Metadata Extraction

The sample demonstrates the usage of MetadataExtractor to extract all bound resources for a given range, and provides more detailed processing of metadata than the simple metadata extraction sample. <br> It adds handling for more types of metadata asuch as ViewPort and SissorRects, Swapchain infos, and Create info reflection. It also demonstrates queue filtering, processing of additional shader block types, and more ouptut for various resource types.

Disable Call in Range

This sample demonstrates how to selectively disable API calls during the range playback. Use the capability to determine the impact of removing a call's execution on the frame's execution time or the final rendered result.

Metrics Collection

This sample demonstrates how to use the Intel(R) GPA Framework to collect performance metrics from graphics calls. It requires a captured stream and frame of interest to be passed in via the command line. The sample first determines a set of collection ranges that span as many graphics calls in the frame as possible, and then collects and prints out the available metrics for all of those ranges.

Highlighting Experiment

This sample demonstrates usage of

the SimpleFragmentShaderExperiment interface by replicating the highlighting experiment within Intel^®GPA.

Pipeline Experiment

This sample demonstrates usage of the PipelineExperiment interface by replicating the wireframe experiment within Intel^®GPA.

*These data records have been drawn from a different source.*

PR #1032, opened 2024-12-10
add params rhel_satellite

flepoutre:
Hello,
The purpose of this PR is to not install the `centos-release-rabbitmq-38` package if we used RHEL satellite.
Can you please take it into account ?
Thanks.

### DIFF
--- a/manifests/init.pp
+++ b/manifests/init.pp
@@ -245,6 +245,8 @@
 #   Defaults to false (use system packages). This does not ensure that soft dependencies are present.
 #   It also does not solve the erlang dependency. See https://www.rabbitmq.com/which-erlang.html for a good breakdown of the
 #   different ways of handling the erlang deps. See also https://github.com/voxpupuli/puppet-rabbitmq/issues/788
+# @param rhel_satellite
+#   True if we used RedHat satellite
 # @param service_ensure
 #   The state of the service.
 # @param service_manage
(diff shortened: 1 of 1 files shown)


wyardley (commented):
@flepoutre: Thanks for this. I had an idea this might cause a problem, but because there's no working CI setup for acceptance tests that works for this module on RHEL (there is an image, but IIRC, there are non-available required packages that make practically using it for Puppet tests difficult), it was hard to know for sure, and also didn't know what the desired behavior would be in the case of RHEL.

High level, I think this is about the right fix, but I think we should do a combination of:
* A bit more magic internally
and / or
* Rename the parameter to something more consistent and generic (like `enable_centos_release` (bool)).

I think we're trying to do less of "data in modules", so the fix of setting the param default to `true` when the exact OS is CentOS, and false otherwise might not work.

Texture Replacement Experiments

The sample demonstrates usage of the TwoByTwoTextureReplacementExperiment interface by replicating the wireframe experiment within Intel^®GPA. It also demonstrates how to use the ResourceExperiment to replace a texture with an arbitrary buffer.

Clamp to Mip Experiments

This sample demonstrates usage of the ClampToMipExperiment interface by replicating the clamp to mip experiment within Intel® GPA.

Shader Experiment

This sample demonstrates usage of the PipelineExperiment interface to perform shader replacement for a given call. The shader source code is replaced with custom source provided by the user (custom shaders included for convienece)

Prefab Experimentor

This sample demonstrates usage of the OneByOneScissorRectExperiment interface by replicating the scissor rect experiment within Intel GPA. This will apply a custom scissor rect for all viewports in a given draw call.

Stream Filter

The sample shows how to filter a stream by different queues (execution contexts). This sample uses MultiQueueFilter class to filter the stream data. It also demonstrates how to obtain a reference to a filtered event call and play to it.